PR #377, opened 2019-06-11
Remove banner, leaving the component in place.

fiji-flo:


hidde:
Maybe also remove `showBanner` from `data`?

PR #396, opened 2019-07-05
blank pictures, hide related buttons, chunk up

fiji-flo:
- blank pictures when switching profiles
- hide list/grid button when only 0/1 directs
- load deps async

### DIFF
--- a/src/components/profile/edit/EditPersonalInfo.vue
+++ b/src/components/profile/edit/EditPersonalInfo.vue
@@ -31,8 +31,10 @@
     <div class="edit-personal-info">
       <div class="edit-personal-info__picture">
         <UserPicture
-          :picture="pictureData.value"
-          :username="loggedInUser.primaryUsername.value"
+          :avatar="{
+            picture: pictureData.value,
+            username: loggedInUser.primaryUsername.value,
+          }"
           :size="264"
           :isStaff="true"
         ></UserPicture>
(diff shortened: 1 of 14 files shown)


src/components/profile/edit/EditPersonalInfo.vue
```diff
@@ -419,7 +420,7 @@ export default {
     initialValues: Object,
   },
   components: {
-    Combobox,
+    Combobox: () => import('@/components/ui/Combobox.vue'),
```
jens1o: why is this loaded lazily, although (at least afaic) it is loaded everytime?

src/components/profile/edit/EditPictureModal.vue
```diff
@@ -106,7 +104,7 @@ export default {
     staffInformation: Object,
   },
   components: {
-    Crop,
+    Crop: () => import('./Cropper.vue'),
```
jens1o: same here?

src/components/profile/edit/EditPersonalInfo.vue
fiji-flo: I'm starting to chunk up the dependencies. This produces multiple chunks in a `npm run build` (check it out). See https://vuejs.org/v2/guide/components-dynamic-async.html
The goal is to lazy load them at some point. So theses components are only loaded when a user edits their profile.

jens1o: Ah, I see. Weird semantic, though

□ □ □ □ □ □ □

Give the count of lines in the listing that hold the word "pictureData", and nothing else.

→ Task response
2